▶ [ABOUT THIS EXERCISE] Return the data that follows, keeping every word and mark unchanged.

▶ [INPUT DATA]
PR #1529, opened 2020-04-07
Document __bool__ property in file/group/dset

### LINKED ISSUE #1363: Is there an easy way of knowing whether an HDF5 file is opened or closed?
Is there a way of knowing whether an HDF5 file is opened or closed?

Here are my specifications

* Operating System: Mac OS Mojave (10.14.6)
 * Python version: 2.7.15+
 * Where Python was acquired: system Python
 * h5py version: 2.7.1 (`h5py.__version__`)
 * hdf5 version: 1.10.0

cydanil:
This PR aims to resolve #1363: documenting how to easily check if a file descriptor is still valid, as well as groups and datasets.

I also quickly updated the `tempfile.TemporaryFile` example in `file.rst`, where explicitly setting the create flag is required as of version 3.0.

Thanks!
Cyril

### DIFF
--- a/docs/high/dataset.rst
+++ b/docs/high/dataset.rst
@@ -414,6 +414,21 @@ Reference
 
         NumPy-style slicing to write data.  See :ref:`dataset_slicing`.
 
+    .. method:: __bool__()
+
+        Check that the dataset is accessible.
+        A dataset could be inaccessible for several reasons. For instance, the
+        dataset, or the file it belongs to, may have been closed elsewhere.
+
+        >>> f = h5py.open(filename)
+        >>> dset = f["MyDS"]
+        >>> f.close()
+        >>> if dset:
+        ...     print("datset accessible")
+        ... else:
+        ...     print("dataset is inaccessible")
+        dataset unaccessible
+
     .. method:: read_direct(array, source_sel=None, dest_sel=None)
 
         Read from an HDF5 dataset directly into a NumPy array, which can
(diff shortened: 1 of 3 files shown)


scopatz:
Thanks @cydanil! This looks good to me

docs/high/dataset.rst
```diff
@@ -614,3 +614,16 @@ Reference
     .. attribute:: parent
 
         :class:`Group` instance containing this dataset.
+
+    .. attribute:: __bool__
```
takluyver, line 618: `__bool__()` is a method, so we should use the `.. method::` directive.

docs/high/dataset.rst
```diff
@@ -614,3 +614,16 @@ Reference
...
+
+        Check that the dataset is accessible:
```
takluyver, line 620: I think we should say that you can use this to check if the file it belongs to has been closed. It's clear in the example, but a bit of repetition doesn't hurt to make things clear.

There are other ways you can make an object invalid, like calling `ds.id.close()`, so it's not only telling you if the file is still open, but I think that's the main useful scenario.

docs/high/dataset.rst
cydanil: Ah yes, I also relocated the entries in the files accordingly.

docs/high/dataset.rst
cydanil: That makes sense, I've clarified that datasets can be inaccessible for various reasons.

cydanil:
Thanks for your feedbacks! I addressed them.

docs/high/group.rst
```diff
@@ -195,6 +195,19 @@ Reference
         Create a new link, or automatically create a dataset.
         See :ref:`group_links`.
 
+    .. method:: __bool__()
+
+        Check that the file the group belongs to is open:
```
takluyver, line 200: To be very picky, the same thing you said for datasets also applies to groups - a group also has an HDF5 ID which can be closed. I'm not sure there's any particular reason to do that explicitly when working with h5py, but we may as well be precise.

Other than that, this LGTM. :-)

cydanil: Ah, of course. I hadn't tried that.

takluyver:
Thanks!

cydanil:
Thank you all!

▶ [EXERCISE SOLUTION]
PR #1529, opened 2020-04-07
Document __bool__ property in file/group/dset

### LINKED ISSUE #1363: Is there an easy way of knowing whether an HDF5 file is opened or closed?
Is there a way of knowing whether an HDF5 file is opened or closed?

Here are my specifications

* Operating System: Mac OS Mojave (10.14.6)
 * Python version: 2.7.15+
 * Where Python was acquired: system Python
 * h5py version: 2.7.1 (`h5py.__version__`)
 * hdf5 version: 1.10.0

cydanil:
This PR aims to resolve #1363: documenting how to easily check if a file descriptor is still valid, as well as groups and datasets.

I also quickly updated the `tempfile.TemporaryFile` example in `file.rst`, where explicitly setting the create flag is required as of version 3.0.

Thanks!
Cyril

### DIFF
--- a/docs/high/dataset.rst
+++ b/docs/high/dataset.rst
@@ -414,6 +414,21 @@ Reference
 
         NumPy-style slicing to write data.  See :ref:`dataset_slicing`.
 
+    .. method:: __bool__()
+
+        Check that the dataset is accessible.
+        A dataset could be inaccessible for several reasons. For instance, the
+        dataset, or the file it belongs to, may have been closed elsewhere.
+
+        >>> f = h5py.open(filename)
+        >>> dset = f["MyDS"]
+        >>> f.close()
+        >>> if dset:
+        ...     print("datset accessible")
+        ... else:
+        ...     print("dataset is inaccessible")
+        dataset unaccessible
+
     .. method:: read_direct(array, source_sel=None, dest_sel=None)
 
         Read from an HDF5 dataset directly into a NumPy array, which can
(diff shortened: 1 of 3 files shown)


scopatz:
Thanks @cydanil! This looks good to me

docs/high/dataset.rst
```diff
@@ -614,3 +614,16 @@ Reference
     .. attribute:: parent
 
         :class:`Group` instance containing this dataset.
+
+    .. attribute:: __bool__
```
takluyver, line 618: `__bool__()` is a method, so we should use the `.. method::` directive.

docs/high/dataset.rst
```diff
@@ -614,3 +614,16 @@ Reference
...
+
+        Check that the dataset is accessible:
```
takluyver, line 620: I think we should say that you can use this to check if the file it belongs to has been closed. It's clear in the example, but a bit of repetition doesn't hurt to make things clear.

There are other ways you can make an object invalid, like calling `ds.id.close()`, so it's not only telling you if the file is still open, but I think that's the main useful scenario.

docs/high/dataset.rst
cydanil: Ah yes, I also relocated the entries in the files accordingly.

docs/high/dataset.rst
cydanil: That makes sense, I've clarified that datasets can be inaccessible for various reasons.

cydanil:
Thanks for your feedbacks! I addressed them.

docs/high/group.rst
```diff
@@ -195,6 +195,19 @@ Reference
         Create a new link, or automatically create a dataset.
         See :ref:`group_links`.
 
+    .. method:: __bool__()
+
+        Check that the file the group belongs to is open:
```
takluyver, line 200: To be very picky, the same thing you said for datasets also applies to groups - a group also has an HDF5 ID which can be closed. I'm not sure there's any particular reason to do that explicitly when working with h5py, but we may as well be precise.

Other than that, this LGTM. :-)

cydanil: Ah, of course. I hadn't tried that.

takluyver:
Thanks!

cydanil:
Thank you all!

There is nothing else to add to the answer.